- Instructions to follow -
Your task is to copy the stretch of lines in the records below that begins with the line containing "PR #7235, opened 2020-08-02" and ends with the line containing "But it is important", exactly as written, with nothing added.

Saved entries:
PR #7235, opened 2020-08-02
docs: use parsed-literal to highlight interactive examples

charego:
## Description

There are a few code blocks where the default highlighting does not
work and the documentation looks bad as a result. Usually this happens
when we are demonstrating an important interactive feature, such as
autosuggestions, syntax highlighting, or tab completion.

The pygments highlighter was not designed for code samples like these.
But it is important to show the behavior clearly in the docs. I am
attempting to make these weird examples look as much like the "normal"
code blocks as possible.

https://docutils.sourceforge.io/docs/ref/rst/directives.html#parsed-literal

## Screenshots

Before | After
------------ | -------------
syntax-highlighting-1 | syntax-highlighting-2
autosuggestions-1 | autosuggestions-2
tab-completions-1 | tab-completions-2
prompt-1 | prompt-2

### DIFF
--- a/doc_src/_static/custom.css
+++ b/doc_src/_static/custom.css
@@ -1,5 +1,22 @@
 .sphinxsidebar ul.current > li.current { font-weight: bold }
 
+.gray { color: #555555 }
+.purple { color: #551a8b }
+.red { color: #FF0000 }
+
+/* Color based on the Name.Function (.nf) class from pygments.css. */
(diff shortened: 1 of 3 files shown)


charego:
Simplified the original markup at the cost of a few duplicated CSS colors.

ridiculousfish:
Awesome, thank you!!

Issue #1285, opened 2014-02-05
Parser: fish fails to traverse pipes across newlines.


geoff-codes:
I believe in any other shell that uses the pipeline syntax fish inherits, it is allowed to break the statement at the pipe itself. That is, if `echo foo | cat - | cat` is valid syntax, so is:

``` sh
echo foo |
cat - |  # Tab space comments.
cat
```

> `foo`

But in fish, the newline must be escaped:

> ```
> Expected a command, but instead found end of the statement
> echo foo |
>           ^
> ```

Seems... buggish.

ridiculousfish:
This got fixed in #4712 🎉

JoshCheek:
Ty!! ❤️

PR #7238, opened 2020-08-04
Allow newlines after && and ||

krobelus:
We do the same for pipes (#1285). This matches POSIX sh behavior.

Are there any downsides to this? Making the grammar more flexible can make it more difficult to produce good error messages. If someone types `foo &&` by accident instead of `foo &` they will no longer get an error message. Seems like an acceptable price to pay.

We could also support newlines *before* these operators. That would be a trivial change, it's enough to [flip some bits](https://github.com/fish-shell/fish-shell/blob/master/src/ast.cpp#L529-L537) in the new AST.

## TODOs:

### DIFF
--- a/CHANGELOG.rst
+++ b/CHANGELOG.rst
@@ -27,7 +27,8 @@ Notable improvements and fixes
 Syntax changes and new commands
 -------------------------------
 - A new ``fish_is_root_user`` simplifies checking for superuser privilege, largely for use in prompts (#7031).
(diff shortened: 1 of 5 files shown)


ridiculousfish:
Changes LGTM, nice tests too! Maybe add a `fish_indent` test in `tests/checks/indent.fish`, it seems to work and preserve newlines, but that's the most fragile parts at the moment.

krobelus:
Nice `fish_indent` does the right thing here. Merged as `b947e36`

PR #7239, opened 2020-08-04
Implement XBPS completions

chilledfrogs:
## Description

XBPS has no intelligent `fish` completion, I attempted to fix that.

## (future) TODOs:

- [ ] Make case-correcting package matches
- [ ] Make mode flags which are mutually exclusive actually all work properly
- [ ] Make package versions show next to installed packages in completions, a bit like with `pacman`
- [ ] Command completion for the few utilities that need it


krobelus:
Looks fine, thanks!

* * *

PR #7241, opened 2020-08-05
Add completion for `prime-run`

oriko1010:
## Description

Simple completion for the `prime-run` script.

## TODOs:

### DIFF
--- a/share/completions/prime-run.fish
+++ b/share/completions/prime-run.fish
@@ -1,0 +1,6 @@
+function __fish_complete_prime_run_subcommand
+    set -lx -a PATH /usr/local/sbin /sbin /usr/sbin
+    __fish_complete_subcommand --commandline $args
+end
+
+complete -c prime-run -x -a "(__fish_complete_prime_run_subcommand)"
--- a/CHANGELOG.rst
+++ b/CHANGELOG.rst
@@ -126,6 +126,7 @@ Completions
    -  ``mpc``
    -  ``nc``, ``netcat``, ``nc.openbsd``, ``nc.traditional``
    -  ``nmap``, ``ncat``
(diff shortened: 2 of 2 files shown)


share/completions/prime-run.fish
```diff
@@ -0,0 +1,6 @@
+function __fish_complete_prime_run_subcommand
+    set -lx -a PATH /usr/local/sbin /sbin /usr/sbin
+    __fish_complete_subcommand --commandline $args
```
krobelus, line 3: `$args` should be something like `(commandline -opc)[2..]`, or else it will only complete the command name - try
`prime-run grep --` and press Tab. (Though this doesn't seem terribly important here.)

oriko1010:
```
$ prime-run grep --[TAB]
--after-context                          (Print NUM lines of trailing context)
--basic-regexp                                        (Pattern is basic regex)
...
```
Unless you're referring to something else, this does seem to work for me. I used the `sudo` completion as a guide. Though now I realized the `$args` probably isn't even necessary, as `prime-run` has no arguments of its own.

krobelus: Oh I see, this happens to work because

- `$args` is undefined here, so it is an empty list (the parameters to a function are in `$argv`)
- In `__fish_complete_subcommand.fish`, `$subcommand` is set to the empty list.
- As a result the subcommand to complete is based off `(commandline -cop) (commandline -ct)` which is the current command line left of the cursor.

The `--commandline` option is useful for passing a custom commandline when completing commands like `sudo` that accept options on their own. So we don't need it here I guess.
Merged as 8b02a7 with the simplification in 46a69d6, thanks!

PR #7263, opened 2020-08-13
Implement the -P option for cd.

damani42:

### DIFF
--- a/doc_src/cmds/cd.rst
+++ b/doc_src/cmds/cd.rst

--

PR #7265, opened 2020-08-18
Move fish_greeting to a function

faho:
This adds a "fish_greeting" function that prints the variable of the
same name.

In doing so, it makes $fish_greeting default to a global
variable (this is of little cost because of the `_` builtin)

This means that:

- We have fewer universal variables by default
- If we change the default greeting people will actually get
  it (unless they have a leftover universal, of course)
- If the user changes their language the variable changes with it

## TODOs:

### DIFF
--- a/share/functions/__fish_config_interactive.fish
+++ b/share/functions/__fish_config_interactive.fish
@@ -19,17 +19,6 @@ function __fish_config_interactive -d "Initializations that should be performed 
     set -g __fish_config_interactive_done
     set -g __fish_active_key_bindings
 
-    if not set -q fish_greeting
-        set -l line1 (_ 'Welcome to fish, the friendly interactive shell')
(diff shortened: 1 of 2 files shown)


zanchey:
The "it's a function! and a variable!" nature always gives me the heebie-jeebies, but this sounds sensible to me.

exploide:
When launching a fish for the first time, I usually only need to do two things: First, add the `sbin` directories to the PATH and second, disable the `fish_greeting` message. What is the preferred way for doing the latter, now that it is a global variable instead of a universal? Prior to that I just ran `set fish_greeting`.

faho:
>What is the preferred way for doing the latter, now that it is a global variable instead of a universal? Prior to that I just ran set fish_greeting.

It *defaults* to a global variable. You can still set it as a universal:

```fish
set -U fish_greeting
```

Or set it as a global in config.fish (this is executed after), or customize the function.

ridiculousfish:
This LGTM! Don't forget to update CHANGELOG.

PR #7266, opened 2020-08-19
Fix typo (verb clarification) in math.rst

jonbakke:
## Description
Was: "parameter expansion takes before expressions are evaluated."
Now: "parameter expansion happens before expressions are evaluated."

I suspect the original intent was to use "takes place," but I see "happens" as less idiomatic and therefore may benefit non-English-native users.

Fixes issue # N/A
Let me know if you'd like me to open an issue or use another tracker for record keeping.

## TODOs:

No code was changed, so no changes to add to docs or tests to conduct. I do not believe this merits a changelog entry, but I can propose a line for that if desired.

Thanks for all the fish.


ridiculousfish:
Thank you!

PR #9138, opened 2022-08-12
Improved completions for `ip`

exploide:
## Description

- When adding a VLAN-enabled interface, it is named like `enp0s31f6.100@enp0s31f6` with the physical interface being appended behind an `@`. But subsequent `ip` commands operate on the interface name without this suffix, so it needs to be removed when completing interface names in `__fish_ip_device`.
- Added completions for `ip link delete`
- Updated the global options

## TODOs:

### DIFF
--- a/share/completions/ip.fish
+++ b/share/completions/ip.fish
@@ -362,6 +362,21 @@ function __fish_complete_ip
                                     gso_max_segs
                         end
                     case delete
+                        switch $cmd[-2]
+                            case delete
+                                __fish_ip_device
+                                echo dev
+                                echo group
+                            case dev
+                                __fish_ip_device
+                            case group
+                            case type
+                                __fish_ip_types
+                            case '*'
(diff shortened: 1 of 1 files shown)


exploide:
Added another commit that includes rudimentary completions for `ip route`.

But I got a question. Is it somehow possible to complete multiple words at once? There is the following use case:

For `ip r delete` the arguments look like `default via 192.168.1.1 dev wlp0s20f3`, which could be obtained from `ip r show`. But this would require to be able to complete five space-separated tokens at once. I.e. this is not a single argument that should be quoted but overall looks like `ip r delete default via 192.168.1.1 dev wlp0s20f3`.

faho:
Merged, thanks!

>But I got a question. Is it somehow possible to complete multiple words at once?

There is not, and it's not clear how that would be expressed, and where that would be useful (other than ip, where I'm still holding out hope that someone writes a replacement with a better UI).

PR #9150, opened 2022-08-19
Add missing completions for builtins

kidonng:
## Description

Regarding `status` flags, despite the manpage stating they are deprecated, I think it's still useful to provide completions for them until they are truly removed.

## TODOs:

- Written answer -
PR #7235, opened 2020-08-02
docs: use parsed-literal to highlight interactive examples

charego:
## Description

There are a few code blocks where the default highlighting does not
work and the documentation looks bad as a result. Usually this happens
when we are demonstrating an important interactive feature, such as
autosuggestions, syntax highlighting, or tab completion.

The pygments highlighter was not designed for code samples like these.
But it is important to show the behavior clearly in the docs. I am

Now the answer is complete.